-- PROVIDED RECORDS --
PR #16, opened 2019-08-08
expose node id in immutable/mutable get, closes #14

### LINKED ISSUE #14: add responding node id for immutable/mutable get

davidmarkclements:


mafintosh:
LGTM on green CI. We need to fix that passthrough hack at some point as that's gonna cause trouble at some point (ie if the stream is destroyed you still emit data)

-- EXERCISE AIM --
Please return exactly the lines from the one containing "expose node id" through the end of the entries above, adding no other line.

-- WRITTEN REPLY --
expose node id in immutable/mutable get, closes #14

### LINKED ISSUE #14: add responding node id for immutable/mutable get

davidmarkclements:


mafintosh:
LGTM on green CI. We need to fix that passthrough hack at some point as that's gonna cause trouble at some point (ie if the stream is destroyed you still emit data)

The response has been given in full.